To answer your question: we treat the MF and FM differently, just for ease of
calculation.

What we're doing is taking a set of possible situations (different 2-child
families), each with an attached probability (I'll come back to this),
throwing away those that don't match some known information (i.e. those
without a boy), taking those that do, grouping them into sets (the set of
families with the other being a girl, and the set where the other is a boy),
and calculating the probability the actual scenario was in each of those sets.

Now the 'attached probability' probably sounded odd in there, because that's
not what we've done, right? We've just been counting situations. True, but
that's because we carefully started with situations that are all equally
likely. So rather than bugger about with those attached probabilities, we
could just use raw counts, knowing that it would work.

So, if we start with four possible sexes of two children: MM, MF, FM, FF,
those are all equally likely. I'm using the birth order as a way of breaking
the two MF cases apart, so I've got two cases that are equally likely, letting
me do the counting trick. I can just count the 2 out of 3 remaining situations
that match the information, so 2/3\. Easy.

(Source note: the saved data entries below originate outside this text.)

PR #1476, opened 2021-12-20
Beats: notify 7 next minor branch and 7 current branch

v1v:
## What does this PR do?

Support two 7 minor branches (7.16 and 7.17)

## Why is it important?
`7.17` was not reported while `7.16` is also active.

Thanks @ruflin for pointing out about this

## Follow ups

How to dynamically know if there are two active 7.minor branches

## Issues

Requires https://github.com/elastic/apm-pipeline-library/pull/1470


ruflin (approved):
Hopefully this can be cleaned up in the near future again to only have 1 active branch.

PR #1497, opened 2022-01-13
withGCPEnv: support for value default field in the vault secret

v1v:
## What does this PR do?

Support the `value` field in addition to the existing support for the `credentials` one.

## Why is it important?

Some secrets are managed with terraform and therefore the field is not matching the default one.

Let's keep backward compatibility with the existing credentials one.

For context, `credentials` was aimed to be the mandatory field in order to early detect wrong vault secrets, since `value` is the default field then a secret could be used wrongly and the failure will not be detected earlier but when running the `gcloudAuth` method.

### DIFF
--- a/vars/withGCPEnv.groovy
+++ b/vars/withGCPEnv.groovy
@@ -46,10 +46,7 @@ def call(Map args = [:], Closure body) {
         error "withGCPEnv: Unable to get credentials from the vault: ${props.errors.toString()}"
       }
       def value = props?.data
-      def credentialsContent = value?.credentials
-      if (!credentialsContent?.trim()) {
-        error "withGCPEnv: Unable to read the credentials value"
-      }
+      def credentialsContent = readCredentialsContent(value)
       writeFile(file: secretFileLocation, text: credentialsContent)
       gcloudAuth(secretFileLocation)
     } else {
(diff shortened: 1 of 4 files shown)


vars/withGCPEnv.groovy
```diff
@@ -81,6 +78,23 @@ def call(Map args = [:], Closure body) {
...
 
+/**
+* Read the vault secret and look for the required fields.
+* * credentials field is the one initially supported and kept for backward compatibility reasons.
+* * value field is the fallback field, this is the case used
+*/
+def readCredentialsContent(Map vaultSecretContent) {
+  def credentialsContent = vaultSecretContent?.credentials
+  if (credentialsContent?.trim()) {
+    return credentialsContent
```
mtojek, line 89: nit: out of curiosity I would drop a logger here to see which field is used :)

mtojek (approved):

kuisathaverat (approved):

vars/withGCPEnv.groovy
v1v: See https://github.com/elastic/apm-pipeline-library/pull/1497/commits/121e3c3400d10f0c650f3de20cc7cbe4077cb798

PR #1503, opened 2022-01-19
Minor index

mdelapenya:
- chore: copy stack version bumps from oblt-dev
- chore: use apm-pipeline library as repository for stack version bumps
- feat: add a step to retrieve the branch name supporting multiple minors
- chore: use new step to retrieve the branch name for the stack update

## What does this PR do?
It adds a new step that supports passing a branch with a specific format:

- major.minor
- major.<minor>
- major.<minor-$index>

The index will be used to retrieve a previous minor version of the stack

## Why is it important?
It could be the case where there are multiple minors in development at the same time, 7.16 and 7.17, and with previous behaviour, the automation discarded those cases where the project needed a bump in two minors (See e2e-tests, that needs bumps in 7.16 and 7.17)

### DIFF
--- a/.ci/.bump-stack-version.yml
+++ b/.ci/.bump-stack-version.yml
@@ -40,6 +40,7 @@ projects:
       - main
       - 8.<minor>
       - 7.<minor>
+      - 7.<minor-1>
     enabled: true
     reusePullRequest: false
     labels: dependency,backport-skip
--- a/.ci/.bump-stack-version.yml
+++ b/.ci/.bump-stack-version.yml
@@ -1,0 +1,55 @@
+---
+## This is the file that contains what projects should bump their elastic stack
+## versions.
+##
+## The data structure:
+##  repo: the repository name
+##  script: the relative path to the script in charge to bump the version
+##  branches: the list of branches that should benefit from this automation.
+##  enabled: whether the automation has been enabled for this project.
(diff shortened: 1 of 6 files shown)


.ci/.bump-stack-version.yml
```diff
@@ -0,0 +1,55 @@
...
+      - "6.8"
+    enabled: true
+    reusePullRequest: false
+    labels: dependency,build-monitoring,backport-skip,Team:Beats-On-Call
+  - repo: e2e-testing
+    script: .ci/bump-stack-version.sh
+    branches:
+      - main
+      - 8.<minor>
+      - 7.<minor>
```
v1v, line 42: do you want to use minor-1?

v1v (approved):

.ci/.bump-stack-version.yml
mdelapenya: Yes, let me change it, and I need another PR removing the file from oblt-dev

v1v: Since it uses `main` -> https://github.com/elastic/apm-pipeline-library/pull/1503/files#diff-eba3c46469d30c72b2ce74f5be13c5b7d85e69e0d8ef95dba6e5bf8e3f09a9e8R20 as long it gets merged then it should work :)

PR #1519, opened 2022-01-31
github commands: enable windows support for the java-agent

v1v:
## What does this PR do?

Enable new GitHub command support for the APM Agent Java.

## Why is it important?

Caused by https://github.com/elastic/apm-agent-java/pull/1705


SylvainJuge (approved):
LGTM.

Do you think there could be a way to directly define those once in each agent repo ? For example directly into the pipeline or close to where the trigger regex is being defined ?

v1v:
> Do you think there could be a way to directly define those once in each agent repo ? For example directly into the pipeline or close to where the trigger regex is being defined ?

I've not found a way to define them and add some description easily. Maybe as you said, a file in the repository could be the one to be read and sent over, we can iterate on this idea, if the file is defined then it's read, though it makes the step to rely on the workspace to be able to read the file.

mdelapenya (approved):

But I don't have to do it that way.

Let's say we follow your intuition and start with three possible sex
combinations: MM, MF, and FF. Now, those aren't equally likely, right? There
are twice as many families with MF children as with MM children. So I need to
use the attached probabilities.

MM (1/4 of 2-child families), MF (1/2), FF (1/4)

We can remove the FF as inconsistent with the information (as before), then
the probability the parent has an MF family (i.e. their other child is a girl)
is

1/2 over (1/2 + 1/4) = 2/3

as before.

In fact, for any reasonable calculation based on data, we're almost certainly
not going to be able to use the counting trick. In the case where I was using
actual birth rate statistics for sex (rather than assuming as many girls as
boys are born), I'd have to do it this way. The counting trick is really only
useful for toy problems and teaching basic probability: you were right to call
me out on it.

\---

The Tuesday's child doesn't drop a case. There are certainly seven cases
where, in an MM family, the eldest is a Tue child, and seven where the
youngest is, but one of those cases is shared: a case where both are Tue
children.

In terms of the intuition you can think of it this way, identifying by birth-
day-of-the-week is identifying which child is which, so we're almost at 1/2,
but there is one case (both Tue boys) where this information does nothing to
distinguish them, so that tiny bit of ambiguity remains, and it can't quite
reach the full 1/2, there's still a trace of the 1/3 result that came when the
ambiguity was total.

------
tmuir
None of the explanations in the article really convinced me either. But after
looking at the chart of all possible outcomes for a while, it finally clicked.
It makes more sense to think of it in reverse from the winning position.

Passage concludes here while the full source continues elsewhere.